SUBSTANCE OF ATTEMPTED THREAT

The United States asserts that, while the Fourth Circuit agreed that attempted common law robbery fulfills the ACCA’s elements clause for a violent felony, it misunderstood the requirements of attempted Hobbs Act robbery as substantially different from a common law robbery. Brief for Petitioner at 33. Contrary to the opinion of the Fourth Circuit, the United States asserts that a Hobbs Act robbery is merely a common law robbery that also affects interstate commerce and requires the defendant to take action against the victim’s wishes. Id. The United States thus maintains that an attempted Hobbs Act robbery requires an act that would satisfy the § 924(c)(3) elements clause requirement of “physical force” because a completed Hobbs Act robbery, similarly to common law robbery, involves “physical force.” Id. at 34.

Further, the United States contends that the Fourth Circuit improperly imagined situations where the Hobbs Act covers situations of attempted threats which would not meet the elements clause requirements under a categorical approach. Brief for Petitioner at 35. The United States argues, and notes other Circuits have also acknowledged, that a defendant essentially threatens the use of force in all cases where their actions were substantial enough to lead to an attempted Hobbs Act robbery conviction. Id. The United States thus contends that, even if the Fourth Circuit could imagine an attempted threat that did not satisfy the elements clause, these narrow possibilities do not satisfy the “realistic probability” requirement such that attempted Hobbs Act robbery could be excluded from the coverage of § 924(c)(3). Id. at 37.
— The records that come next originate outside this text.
PR #1003, opened 2026-06-30
Speed up schematic materialization lookups

KRRT7:
## Summary
- reuse named top-level port maps during schematic materialization
- add an identity fast path for validating pin ports already on the cell
- reuse the materialized instance map instead of repeatedly scanning cell instances

## Benchmark
- schematic_pin_materialize improved from about 124ms median to about 100ms median in benchmarks/hotspots.py on local runs

## Verification
- uv run ruff check src/kfactory/schematic.py src/kfactory/kcell.py
- uv run pytest tests/test_schematic.py tests/test_pins.py tests/test_pins_extra.py -q


sebastian-goeldi:
not reviewing pure LLM PRs

src/kfactory/kcell.py
```diff
@@ -2539,7 +2398,10 @@ def _check_pin_ports_in_cell(
     cell: ProtoTKCell[Any], ports: Iterable[ProtoPort[Any]], *, pin_name: str
 ) -> None:
     cell_ports = cell.base.ports
+    cell_port_ids = {id(port) for port in cell_ports}
     for port in ports:
+        if id(port.base) in cell_port_ids:
+            continue
```
sebastian-goeldi: this seems to not do much though? this seems counter intuitive. I get what it's trying to do, but then it can be instead used in the second check instead of the check there. then it's fine imo

src/kfactory/schematic.py
```diff
@@ -1144,6 +1145,11 @@ def place_port(
         """
         port = self.ports[name]
         if isinstance(port, PortArrayRef):
+            if instances is not None:
```
sebastian-goeldi, line 1149: as far as I can see instances is never None in the actual call, so for effective use the second branch is just dead and they could just be combined. Instance lookup with existing instances seems reasonable

sebastian-goeldi (changes requested):

KRRT7:
@sebastian-goeldi would you consider implementing https://asv.readthedocs.io/en/latest/ style benchmarks on paths you care about?

sebastian-goeldi:
hotpaths are very subjective and highly depend on the specific tapeout. So it's very hard to do them. Additionally, atm I don't really have time to purely focus on performance, I have some hunches but they're just that. I think some workloads I can think of worth investigating:

- cell with high number of instances (e.g. 5000 instances of straights of the same length in one cell)
- high number of cells (e.g. 2000 straights with different lengths)
- high number of trivial polygons (e.g. 2000 boxes of same size)
- low number of highly complex polygons (e.g. 50 polygons with >10k points each; note, these will be split upon save by klayout)

I don't currently have the bandwidth to implement these though.

KRRT7:
> hotpaths are very subjective and highly depend on the specific tapeout. So it's very hard to do them. Additionally, atm I don't really have time to purely focus on performance, I have some hunches but they're just that. I think some workloads I can think of worth investigating:
> 
> * cell with high number of instances (e.g. 5000 instances of straights of the same length in one cell)
> * high number of cells (e.g. 2000 straights with different lengths)
> * high number of trivial polygons (e.g. 2000 boxes of same size)
> * low number of highly complex polygons (e.g. 50 polygons with >10k points each; note, these will be split upon save by klayout)
> 
> I don't currently have the bandwidth to implement these though.

no worries! I can work with that and create the benchmarks.

PR #1004, opened 2026-06-30
Speed up path extrusion point generation

KRRT7:
## Summary
- replace per-point DCplxTrans construction and NumPy angle conversion with direct normal-vector offset math
- preserve existing default end-angle behavior and zero-length segment handling

## Benchmark
- extrude_path improved from about 99ms to about 52ms median in benchmarks/hotspots.py local runs
- extrude_path_dynamic improved from about 151ms to about 63ms median in benchmarks/hotspots.py local runs

## Verification
- uv run ruff check src/kfactory/enclosure.py
- uv run pytest tests/test_extrude.py tests/test_enclosure.py tests/test_factories_utils.py -q

### DIFF
--- a/src/kfactory/enclosure.py
+++ b/src/kfactory/enclosure.py
@@ -8,6 +8,7 @@ region.
 from __future__ import annotations
 
 import itertools
+import math
 import sys
 from collections import defaultdict
 from enum import IntEnum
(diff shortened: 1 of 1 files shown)


sebastian-goeldi:
not reviewing pure LLM PRs

sebastian-goeldi:
what's the speedup here? this is usually not in a very critical path, so small differences in runtime are probably not worth the headache if something's wrong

Taylor counters that, even if one finds that the elements clause of § 924(c)(3) covers common law robbery, the elements clause does not include some forms of attempted robbery that were directly excluded in the ACCA language and in § 924(c)(3). Brief for Respondent at 25. Contrary to the United States’ position, Taylor asserts that the ACCA elements clause, as with the § 924(c)(3) elements clause, requires “violent force” to constitute a crime of violence. Id. at 38. Thus, Taylor argues that the broad coverage proposed by the United States would undercut numerous decisions of previous courts requiring actual violent contact. Id. Given that an attempted threat does not involve any physical force like an assault, Taylor contends that an attempted threat does not categorically constitute a “crime of violence” because this minimum conduct would not satisfy the § 924(c)(3) elements clause. Id. at 13, 37.

Taylor further maintains that attempted threats do not meet the elements analysis regardless of whether they actually involve violence because the Hobbs Act criminalizes nonviolent attempted threats too. Brief for Respondent at 40. Taylor argues that past cases requiring a significant probability of the crime involved statutes that did not expressly criminalize the act. Id. at 43. Here, Taylor contends the Hobbs Act is clearly broader than the elements clause because it criminalizes mere attempted threats of force. Id. Contrary to the United States’ claims, Taylor argues that nonviolent attempted threats occur frequently. Id. at 45. Furthermore, Taylor contends that the Hobbs Act is ambiguous enough to be subject to the rule of lenity, and thus must be interpreted in the defendant’s favor. Id. at 49.